Malik Wise, 24, of Far Rockaway, was scheduled for release a week before Flowers, but remained in the same dormitory as Flowers for several months. “I know patience is a virtue, but damn, this is not right,” said Wise, a level 3 sex offender who contacted the World in late January. “I don’t know how long I’m going to be sitting here.”

Wise said his proposed residences of various city shelters were rejected by parole officials, but he waited indefinitely for a shelter bed to open. During weekly meetings with a Poughkeepsie parole officer, he was asked whether he found a valid address. Lacking access to a computer, Wise said it was unclear how he could find suitable housing without outside help.

Wise was released in early March to a Brooklyn shelter housing several other sex offenders in Bushwick.

“We’re being treated like inmates,” said Wise, who was convicted of attempted rape against a child. “There’s nothing different.”

Jill Sanders, an attorney with the Center for Appellate Litigation, said parole officers exercise wide discretion in approving or rejecting addresses, often going beyond the 1,000-foot rule.
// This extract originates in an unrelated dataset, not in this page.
PR #1318, opened 2019-03-15
Update Text Submission Action Disclaimer Content

mendelB:
### What does this PR do?

This PR updates the `TextSubmissionAction`'s disclaimer text:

One of her current clients has proposed more than 60 addresses to date, with the help of family—not DOCCS.

“Statutory provisions and case law say they are supposed to locate employment, vocational programs, treatment and housing,” Sanders said of DOCCS. “How much work is DOCCS doing to find addresses for these guys?”
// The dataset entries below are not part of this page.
PR #1321, opened 2019-03-18
Petition Submission Action Post-Submission State

mendelB:
### What does this PR do?

This PR adds updated post-submission state to the `PetitionSubmissionAction` component
- https://github.com/DoSomething/phoenix-next/commit/374fb3e7c0877e8fb6086e467507651f24376cb5 displays the affirmation modal post successful submissions
- https://github.com/DoSomething/phoenix-next/commit/fda0a1627eec04084c2aaeb4a475ca413c65f47f (the meat of the thing) adds an updated graphql query to fetch the users posts for this action and their first name for the signature and handles the various submission states accordingly.
- https://github.com/DoSomething/phoenix-next/commit/5f0ab066456a843926ab7c7e31f8ab3c040508cd disables the submission button if the text field length exceeds the character limit (as per [this Slack conversation](https://dosomething.slack.com/archives/C2BPA7M8F/p1552936127277200))
-  https://github.com/DoSomething/phoenix-next/commit/369c65d3af1a9c6887e6ec628844d8dc4e0aaeae (Suggestion! I can roll this back) displays the negative character count (a la Twitter) which I think makes it easier for the user to patch a faulty text submission.

Refs [Pivotal ID #164711433](https://www.pivotaltracker.com/story/show/164711433)

### Checklist

### DIFF
--- a/resources/assets/components/actions/PetitionSubmissioncAction/PetitionSubmissionAction.js
+++ b/resources/assets/components/actions/PetitionSubmissioncAction/PetitionSubmissionAction.js
@@ -27,6 +27,8 @@ const USER_POSTS_QUERY = gql`
   }
 `;
 
+const CHARACTER_LIMIT = 500;
+
 class PetitionSubmissionAction extends React.Component {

Sanders said other clients have proposed addresses that appeared to comply with the 1,000-foot rule, only to get rejected for other reasons. One residence was rejected because the building was believed to be a crack house. Another address was denied because an offender’s brother was an ex-convict and would be residing in the same household, according to Sanders.

She said it’s unclear exactly what parole officers are looking for when they inspect proposed addresses in person, which is required for approval. Offenders themselves aren’t provided with written explanations why particular addresses are rejected—Sanders has had to subpoena for the information on behalf of clients.

Luis Garcia, a level 3 offender who was released from Woodbourne Correctional Facility in February, submitted dozens of addresses that were ultimately rejected. He remained in prison for an additional three months past his November release date.

A review of his records shows the address for a Brooklyn shelter, the Eddie Harris Residence on Chauncey Street, was rejected in December. Two months later, when he was finally set to be released, parole officials assigned him to the same address.

When Garcia was officially released, parole officials changed their minds again, first sending him to Queens and then to Wards Island.

“I asked, and they didn’t say anything,” Garcia said of the housing confusion leading to his current shelter assignment. “It’s not a place where a person can live.”

Garcia was convicted twice, in 2000 and 2004, for attempted sodomy and attempted sexual conduct against a child. Given a choice, Garcia said he would stay at his mother’s house in Brooklyn where he visits regularly as he tries to spend most of his time away from the shelter.

But that address was rejected for being too close to a school.

“I can visit, but I can’t live there,” he said.